Supplied material START
PR #693, opened 2026-04-14
document if let guards

tshepang:


src/expressions.rst
```diff
@@ -4645,7 +4645,22 @@ Match Expressions
        OuterAttributeOrDoc* Pattern MatchArmGuard?
 
    MatchArmGuard ::=
-       $$if$$ Operand
+       $$if$$ (Operand | MatchGuardChain)
+
+   MatchGuardChain ::=
+       MatchGuardCondition ($$&&$$ MatchGuardCondition)*
```
jyn514: this has `&&` but not `||`, is that intentional? I know that's true for `if let` guards but I'm not sure if it's also true for match guards.

jyn514 (commented):
c.f. https://doc.rust-lang.org/reference/expressions/match-expr.html#match-guards

*[View changes since this review](https://triagebot.infra.rust-lang.org/gh-changes-since/rust-lang/fls/693/f5c48f51906cc12b5745ced6658d96ea0850552a..79c291048f0ffdbcc74b745439d468be99436e97)*

src/expressions.rst
tshepang: it is intentional... `||` is not allowed in [both](https://github.com/rust-lang/reference/blob/a65a85110a50d312de798be5da6c5d1624a49a40/src/expressions/match-expr.md?plain=1#L235) [cases](https://doc.rust-lang.org/reference/expressions/if-expr.html#r-expr.if.chains.or)

jyn514 (approved):

src/expressions.rst
```diff
@@ -4645,7 +4645,22 @@ Match Expressions
...
+       (MatchGuardExpression | OuterAttributeOrDoc* MatchGuardLetPattern)
+
+   MatchGuardLetPattern ::=
+       $$let$$ Pattern $$=$$ MatchGuardExpression
+
+   MatchGuardExpression ::=
+       Expression
+
+:dp:`fls_UlxLrpyPlVmv`
+A :dt:`match guard expression` is any expression in category :s:`Expression`, except :s:`LazyBooleanExpression`, :s:`RangeFromToExpression`, :s:`RangeFromExpression`, :s:`RangeInclusiveExpression`, :s:`AssignmentExpression`, and :s:`CompoundAssignmentExpression`.
```
kirtchev-adacore:
```suggestion
A :dt:`match guard expression` is any :t:`expression` in category :s:`Expression`, except
- :s:`AssignmentExpression`
- :s:`CompoundAssignmentExpression`
- :s:`LazyBooleanExpression`
- :s:`RangeFromExpression`
- :s:`RangeFromToExpression`
- :s:`RangeInclusiveExpression`
```
It is cleaner to use lists. The list items should be alphabetized.

*[View changes since the review](https://triagebot.infra.rust-lang.org/gh-changes-since/rust-lang/fls/693/f5c48f51906cc12b5745ced6658d96ea0850552a..79c291048f0ffdbcc74b745439d468be99436e97)*

src/expressions.rst
```diff
@@ -4715,6 +4730,15 @@ match the :t:`[subject expression]'s` :t:`type`.
 The :t:`value` of a :t:`match expression` is the :t:`value` of the :t:`operand`
 of the selected :t:`match arm`.
 
+:dp:`fls_DT4N2rr6wpvZ`
```
kirtchev-adacore: This paragraph should follow "6.18:8 A match arm guard ...".

*[View changes since the review](https://triagebot.infra.rust-lang.org/gh-changes-since/rust-lang/fls/693/f5c48f51906cc12b5745ced6658d96ea0850552a..79c291048f0ffdbcc74b745439d468be99436e97)*

src/expressions.rst
```diff
@@ -4645,7 +4645,22 @@ Match Expressions
        OuterAttributeOrDoc* Pattern MatchArmGuard?
 
    MatchArmGuard ::=
-       $$if$$ Operand
+       $$if$$ (Operand | MatchGuardChain)
```
kirtchev-adacore: I wonder whether these new non-terminal should have "MatchArm" in their names, as opposed to just "Match".

*[View changes since the review](https://triagebot.infra.rust-lang.org/gh-changes-since/rust-lang/fls/693/f5c48f51906cc12b5745ced6658d96ea0850552a..79c291048f0ffdbcc74b745439d468be99436e97)*

src/expressions.rst
```diff
@@ -4715,6 +4730,15 @@ match the :t:`[subject expression]'s` :t:`type`.
 The :t:`value` of a :t:`match expression` is the :t:`value` of the :t:`operand`
 of the selected :t:`match arm`.
 
+:dp:`fls_DT4N2rr6wpvZ`
+A :dt:`match guard chain` is a set of conditions that should each evaluate to ``true`` in the case of :t:`[match guard expression]s` or have a positive match in the case of a :t:`[match guard let pattern]s` for the :t:`match arm` to be selected.
```
kirtchev-adacore: From the way this rule is worded, it appears that a single positive match is sufficient to evaluate the guard to true. How about
```suggestion
A :dt:`match guard chain` is a set of conditions that must each evaluate to ``true`` in the case of :t:`[match guard expression]s`, or must each produce a positive match in the case of a :t:`[match guard let pattern]s` for the :t:`match arm` to be selected.
```

*[View changes since the review](https://triagebot.infra.rust-lang.org/gh-changes-since/rust-lang/fls/693/f5c48f51906cc12b5745ced6658d96ea0850552a..79c291048f0ffdbcc74b745439d468be99436e97)*

src/expressions.rst
```diff
@@ -4715,6 +4730,15 @@ match the :t:`[subject expression]'s` :t:`type`.
...
+
+:dp:`fls_AAuyKfxLgJ43`
+A :dt:`match guard let pattern` is a construct that evaluates if a :t:`match guard expression` matches the specified :t:`pattern`.
```
kirtchev-adacore:
```suggestion
A :dt:`match guard let pattern` is evaluated when its :t:`match guard expression` matches the specified :t:`pattern`.
```

*[View changes since the review](https://triagebot.infra.rust-lang.org/gh-changes-since/rust-lang/fls/693/f5c48f51906cc12b5745ced6658d96ea0850552a..79c291048f0ffdbcc74b745439d468be99436e97)*

src/expressions.rst
```diff
@@ -4715,6 +4730,15 @@ match the :t:`[subject expression]'s` :t:`type`.
...
+
+:dp:`fls_uCDQMkWx5OMS`
+Each :t:`let binding` in a :t:`match guard let pattern` is in scope for the rest of the :t:`match arm guard` as well as the :t:`match arm body`.
```
kirtchev-adacore:
```suggestion
Each :t:`let binding` introduced in a :t:`match guard let pattern` is :t:`in scope` for the rest of the :t:`match arm guard` as well as the :t:`match arm body`.
```

*[View changes since the review](https://triagebot.infra.rust-lang.org/gh-changes-since/rust-lang/fls/693/f5c48f51906cc12b5745ced6658d96ea0850552a..79c291048f0ffdbcc74b745439d468be99436e97)*

src/expressions.rst
```diff
@@ -4767,11 +4791,6 @@ The :t:`evaluation` of a :t:`match arm matcher` proceeds as follows:
 #. :dp:`fls_yk8l9zjh7i0d`
    Otherwise the :t:`match arm matcher` fails.
 
-:dp:`fls_sbtx1l6n2tp2`
-The :t:`evaluation` of a :t:`match arm guard` evaluates its :t:`operand`. A
```
kirtchev-adacore, line 4771: Hmm, this paragraph is actually useful. In fact, there Dynamic Semantics section should be updated to account for match guard let patterns.

*[View changes since the review](https://triagebot.infra.rust-lang.org/gh-changes-since/rust-lang/fls/693/f5c48f51906cc12b5745ced6658d96ea0850552a..79c291048f0ffdbcc74b745439d468be99436e97)*

kirtchev-adacore (changes requested):

src/expressions.rst
tshepang: thought it was redundant since `fls_wkh5wztauwhu` says the same thing

src/expressions.rst
```diff
@@ -4645,7 +4645,35 @@ Match Expressions
        OuterAttributeOrDoc* Pattern MatchArmGuard?
 
    MatchArmGuard ::=
-       $$if$$ Operand
+       $$if$$ (Operand | MatchArmGuardChain)
+
+   MatchArmGuardChain ::=
+       MatchArmGuardCondition ($$&&$$ MatchArmGuardCondition)*
+
+   MatchArmGuardCondition ::=
```
PLeVasseur, line 4653: The new grammar now admits two different kinds of guard condition, but the old single-`bool` rules are still in place.

For `if let PAT = EXPR`, `EXPR` is a scrutinee matched against `PAT`; `EXPR` itself is not required to have type `bool`. Only expression-valued guard conditions are `bool`-typed. As written, that seems to conflict with both the existing legality rule in `src/expressions.rst` (`fls_bzhz5wjd90ii`) and the stale inference rule in `src/types-and-traits.rst` (`fls_st9onPgDrc8y`), which still infer all match-arm-guard operands with expected type `bool`.

Could this be split the same way the Reference and the existing FLS already distinguish ordinary boolean conditions from `if let` / `while let` scrutinees? One possible shape would be a distinct guard-scrutinee rule with the pattern's type as its expected type.

Support:
- Reference grammar `MatchGuardCondition`
- Reference grammar `MatchGuardScrutinee`
- Reference `expr.match.guard.condition`
- FLS `src/expressions.rst` `fls_bzhz5wjd90ii`
- FLS `src/types-and-traits.rst` `fls_st9onPgDrc8y`
- rustc test `tests/ui/rfcs/rfc-2294-if-let-guard/type-inference.rs`
- rustc test `tests/ui/rfcs/rfc-2294-if-let-guard/typeck.rs`

*[View changes since the review](https://triagebot.infra.rust-lang.org/gh-changes-since/rust-lang/fls/693/3cc9570466e833b66f8fe5ed0cda4ec1f67ebf4b..eba53099764a6a3411e3aadf1cbb9f8496c81300)*

src/expressions.rst
```diff
@@ -4715,6 +4746,12 @@ match the :t:`[subject expression]'s` :t:`type`.
 The :t:`value` of a :t:`match expression` is the :t:`value` of the :t:`operand`
 of the selected :t:`match arm`.
 
+:dp:`fls_AAuyKfxLgJ43`
+A :dt:`match arm guard let pattern` is evaluated when its :t:`match arm guard expression` matches the specified :t:`pattern`.
+
+:dp:`fls_uCDQMkWx5OMS`
```
PLeVasseur, line 4752: I think this stabilization is still incomplete outside `src/expressions.rst`.

The new local rule says bindings introduced by a guard `let` are in scope for the rest of the guard and the arm body, but the shared scope / destructor chapters still describe the older model: `src/entities-and-resolution.rst` `fls_xbnki64un70v` only covers arm-pattern bindings, and `src/ownership-and-deconstruction.rst` `fls_lbsfhg42yiqy`, `fls_fnvr5w2wzxns`, and `fls_ptk6yibqyfzi` still talk about a single guard operand rather than pattern-matching guard conditions with arm-scope bindings and temporaries.

Upstream needed matching updates in `names/scopes` and `destructors` for the same feature (`rust-lang/reference#1957`). Could this PR update those shared chapters too? Otherwise the new local rule here will not match the shared scope / drop-scope text.

Support:
- Reference PR `rust-lang/reference#1957`
- Reference `names.scopes.pattern-bindings.match-guard-let`
- Reference `expr.match.guard.chains.bindings`
- Reference `destructors.scope.bindings.match-arm`
- rustc test `tests/ui/rfcs/rfc-2294-if-let-guard/scope.rs`
- rustc test `tests/ui/rfcs/rfc-2294-if-let-guard/scoping-consistency.rs`
- rustc test `tests/ui/drop/if-let-guards.rs`

*[View changes since the review](https://triagebot.infra.rust-lang.org/gh-changes-since/rust-lang/fls/693/3cc9570466e833b66f8fe5ed0cda4ec1f67ebf4b..eba53099764a6a3411e3aadf1cbb9f8496c81300)*

src/expressions.rst
```diff
@@ -4715,6 +4746,12 @@ match the :t:`[subject expression]'s` :t:`type`.
 The :t:`value` of a :t:`match expression` is the :t:`value` of the :t:`operand`
 of the selected :t:`match arm`.
 
+:dp:`fls_AAuyKfxLgJ43`
```
PLeVasseur, line 4749: I think FLS still needs an explicit guard-specific rule for when arm-pattern bindings become values.

Today the shared pattern rules say by-value bindings move or copy during pattern matching (`src/patterns.rst` `fls_pxvtqxke1enp`), but the stabilized guard behavior is different for arm-pattern bindings: during guard evaluation they are observed through shared references, and only after the guard succeeds are values moved or copied from the scrutinee into the arm bindings. Without that exception, the spec still reads as though a by-value arm binding may move before guard evaluation.

Could we add the guard-specific rule from the Reference here (or in the shared pattern / guard text), and tie it back to the existing immutability rule for match-arm-guard bindings? That would also explain why mutation through those bindings is rejected while the guard runs.

Support:
- Reference `expr.match.guard.shared-ref`
- Reference `expr.match.guard.value`
- Reference `expr.match.guard.no-mutation`
- rustc test `tests/ui/rfcs/rfc-2294-if-let-guard/guard-mutability-2.rs`
- rustc test `tests/ui/rfcs/rfc-2294-if-let-guard/move-guard-if-let.rs`
- rustc test `tests/ui/rfcs/rfc-2294-if-let-guard/move-guard-if-let-chain.rs`

*[View changes since the review](https://triagebot.infra.rust-lang.org/gh-changes-since/rust-lang/fls/693/3cc9570466e833b66f8fe5ed0cda4ec1f67ebf4b..eba53099764a6a3411e3aadf1cbb9f8496c81300)*

src/expressions.rst
PLeVasseur: I agree the Dynamic Semantics section needs an explicit update here, not just a revised success criterion.

As written, `fls_DT4N2rr6wpvZ` still reads more like an unordered condition for when a guard succeeds. The Reference specifies this operationally: once the arm pattern matches, guard conditions are evaluated left-to-right; evaluation stops at the first `false` or failed `let` match; later conditions are not evaluated; and if the guard fails, matching resumes, including later `|` alternatives in the same arm.

Could we make those parts explicit in Dynamic Semantics, perhaps by replacing the removed `fls_sbtx1l6n2tp2` with a chain-aware evaluation rule?

Support:
- Reference `expr.match.guard.behavior`
- Reference `expr.match.guard.next`
- Reference `expr.match.guard.chains.order`
- rustc test `tests/ui/rfcs/rfc-2294-if-let-guard/move-guard-if-let-chain.rs`
- rustc test `tests/ui/rfcs/rfc-2294-if-let-guard/drop-order.rs`

PLeVasseur (changes requested):

src/expressions.rst
```diff
@@ -4645,7 +4645,35 @@ Match Expressions
...
+       MatchArmGuardCondition ($$&&$$ MatchArmGuardCondition)*
+
+   MatchArmGuardCondition ::=
+       (MatchArmGuardExpression | OuterAttributeOrDoc* MatchArmGuardLetPattern)
+
+   MatchArmGuardLetPattern ::=
+       $$let$$ Pattern $$=$$ MatchArmGuardExpression
+
+   MatchArmGuardExpression ::=
+       Expression
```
Supplied material END
- **How to complete this task**: Every line in the data above that contains the word "think" should be copied.

- **Task solution**:
PLeVasseur, line 4752: I think this stabilization is still incomplete outside `src/expressions.rst`.
PLeVasseur, line 4749: I think FLS still needs an explicit guard-specific rule for when arm-pattern bindings become values.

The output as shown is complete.